Despite media hype, Big Labor’s best efforts to politicize last year’s holiday season failed. This year they plan on re-upping for another Black Friday campaign.
On that day, the combined efforts of OUR Walmart, Warehouse Workers for Justice, Warehouse Workers United and various other Occupied-styled mobs hope to execute coordinated protests and strikes attacking key “choke points” (Elwood, Illinois and California’s Inland Empire) in the distribution channels that move Johnny’s bike and Susie’s doll across the country before they arrive under your Christmas tree.
Corking the nation’s supply chain on Black Friday through the holidays would be quite a feat. Activists would settle for disrupting it for a few hours, or at best hope a few days. In doing so, they could inflict millions, if not billions of dollars, of financial damage on their corporate targets. While the delayed arrival of Jimmy’s Play Station 4 would be an annoyance for most shoppers, the result for workers at targeted brands may be that they get to start the New Year with a job search.

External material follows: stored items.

PR #119, opened 2023-01-31
Add a convenience function for calling the builtin `hash`

tjstum:
pybind11 allows for calling `pybind11::hash(foo)` in C++ as an equivalent of `hash(foo)` in Python. This is handy when binding a type whose Python hash should match that of some other Python object (like a string, perhaps). Expose something similar for nanobind

Test included

### DIFF
--- a/include/nanobind/nb_lib.h
+++ b/include/nanobind/nb_lib.h
@@ -161,6 +161,10 @@ NB_CORE size_t obj_len_hint(PyObject *o) noexcept;
 /// Obtain a string representation of a Python object
 NB_CORE PyObject* obj_repr(PyObject *o);
 
+/// Obtain a hash value of a Python object
+NB_CORE Py_hash_t obj_hash(PyObject *o);
+
+
 /// Perform a comparison between Python objects and handle errors
 NB_CORE bool obj_comp(PyObject *a, PyObject *b, int value);
 
--- a/include/nanobind/nb_lib.h
+++ b/include/nanobind/nb_lib.h
@@ -164,7 +164,6 @@ NB_CORE PyObject* obj_repr(PyObject *o);
 /// Obtain a hash value of a Python object
 NB_CORE Py_hash_t obj_hash(PyObject *o);
 
-
 /// Perform a comparison between Python objects and handle errors
 NB_CORE bool obj_comp(PyObject *a, PyObject *b, int value);
 
--- a/tests/test_classes.cpp
+++ b/tests/test_classes.cpp
@@ -439,4 +439,13 @@ NB_MODULE(test_classes_ext, m) {
     m.def("is_int_1", [](nb::handle h) { return nb::isinstance<int>(h); });
     m.def("is_int_2", [](nb::handle h) { return nb::isinstance<nb::int_>(h); });
     m.def("is_struct", [](nb::handle h) { return nb::isinstance<Struct>(h); });
+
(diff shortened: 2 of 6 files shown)


include/nanobind/nb_lib.h
```diff
@@ -154,6 +154,10 @@ NB_CORE size_t obj_len_hint(PyObject *o) noexcept;
 /// Obtain a string representation of a Python object
 NB_CORE PyObject* obj_repr(PyObject *o);
 
+/// Obtain a hash value of a Python object
+NB_CORE Py_hash_t obj_hash(PyObject *o);
+
```
wjakob, line 159: remove newline

tests/test_classes.cpp
```diff
@@ -435,4 +435,13 @@ NB_MODULE(test_classes_ext, m) {
 
     using NonCopyableVec = std::vector<NonCopyable>;
     nb::class_<NonCopyableVec>(m, "NonCopyableVec");
+
+    // test32_deference
+    struct Deferential {nb::object target; };
```
wjakob, line 440: space after `{`.

Can you rename the class from `Dereferential` (which I think is more common to express "honor" to another person) to something like `Indirect` or `HashWrapper`? Same for the test case name.

tests/test_classes.cpp
```diff
@@ -435,4 +435,13 @@ NB_MODULE(test_classes_ext, m) {
...
+    nb::class_<Deferential>(m, "Deferential")
+        .def(nb::init<nb::object>())
+        .def("__eq__", [](const Deferential &self, nb::object other){
```
wjakob, line 443: space beteween `)` and `{`.

wjakob (commented):
This looks good. Just a few minor change requests.

tests/test_classes.cpp
tjstum: Sure! I was thinking it was more "defer to someone else." I'll change to `HashWrapper`

tjstum:
Hi @wjakob!

I saw that the test case here fails on PyPy. I am just curious if you know of some reason why it would fail like this (but pass on all CPythons and ... the Windows PyPy?). I can do more investigation if you don't have any leads.

Thanks.

wjakob:
This looks to me like a PyPy issue. The efficient workflow to get it fixed (like with CPython) would be to create a standalone C-API reproducer and submit it here: https://foss.heptapod.net/pypy/pypy/-/issues

wjakob:
It's interesting that the hex encoding of these values is quite similar:
```
>>> hex(114184800867133550)
'0x195aa78ae6f286e'
>>> hex(4725870819294521452)
'0x4195aa78ae6f286c'
```

Makes me wonder if it could be a integer/sign conversion related issue.

wjakob:
Note: in addition to the issue with PyPy, there is a potential overlap with a `hash` function defined in `nanobind/operators.h`. It would be good to test your changes in the context of a C++ file that includes this header. (Maybe it's fine since that other version targets the `nb::self` placeholder value).

tjstum:
Thanks. I'll be sure to test with that header included as well.

I'm traveling for a holiday/work right now, so it might be a few more days/week before I make progress with this effort.

wjakob:
I will close this PR for now. It will reopen it if there are any news (e.g. tracking down those differences in PyPy).

PR #120, opened 2023-02-01
Initial support for the Eigen library

wjakob:
This commit adds custom casters for the Eigen linear algebra library. It uses the existing `nb_tensor` infrastructure to implement a conversion between Eigen types and NumPy arrays that currently supports:

- `Eigen::Matrix/Array<..>` and derived types (row/column vectors)
- `Eigen::Map<..>`
- `Eigen::Ref<..>`
- Expression templates (`CwiseBinaryOp`, etc.)

There are a few limitations:

- Eigen tensors are not supported yet.
- Sparse matrix types are not supported yet.

### DIFF
--- a/.github/workflows/ci.yml
+++ b/.github/workflows/ci.yml
@@ -21,10 +21,10 @@ jobs:
       fail-fast: false
       matrix:
         os: ['ubuntu-latest', 'windows-2022', 'macos-latest']
-        python: ['3.8', '3.9', '3.10', '3.11', '3.12.0-alpha.4', 'pypy-3.9-nightly']
+        python: ['3.8', '3.9', '3.10', '3.11', '3.12.0-alpha.4', 'pypy3.9']
         exclude:
           - os: 'macos-latest'
-            python: 'pypy-3.9-nightly'
+            python: 'pypy3.9'
           - os: 'windows-2022'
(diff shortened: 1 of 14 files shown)


wjakob:
Could be interesting for you: @ianhbell, @brettc

ianhbell:
I am very happy about this addition; but doesn't this cut against the explicit design goals of nanobind to be small and targeted?

ianhbell:
Agreed; opt-in is always the way to go. I'm looking forward to playing with the Eigen support in nanobind.

brettc:
Thanks @wjakob,  this does look interesting. I have settled on using [xtensor](https://github.com/xtensor-stack/xtensor/) for my current projects, but this gives some hints on how to integrate it.

My apologies for letting the PR stagnate. I'm still keen to push it through, but it needs more thought and my TODO keeps growing.

wjakob:
> My apologies for letting the PR stagnate. I'm still keen to push it through, but it needs more thought and my TODO keeps growing.

Can you check with the latest version to see if it is needed? I moved the NumPy tensor exchange back onto the buffer protocol.

brettc:
FYI: https://github.com/xtensor-stack/xtensor-python/issues/284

In the past, unions had all but abandoned these types of economic actions because backlash against rowdy strikes and protests were counterproductive and turned public opinion against them. Everyday citizens, that may otherwise be responsive to conversations on wages and benefits, simply do not appreciate having their daily lives derailed so that unions can score political points. Apparently, unions have forgotten that lesson as Labor is committed to again using the holiday season as a political platform. On thing is for certain, they won’t stop until the public resounding tells them to keep the Occupy-style tactics out of Christmas.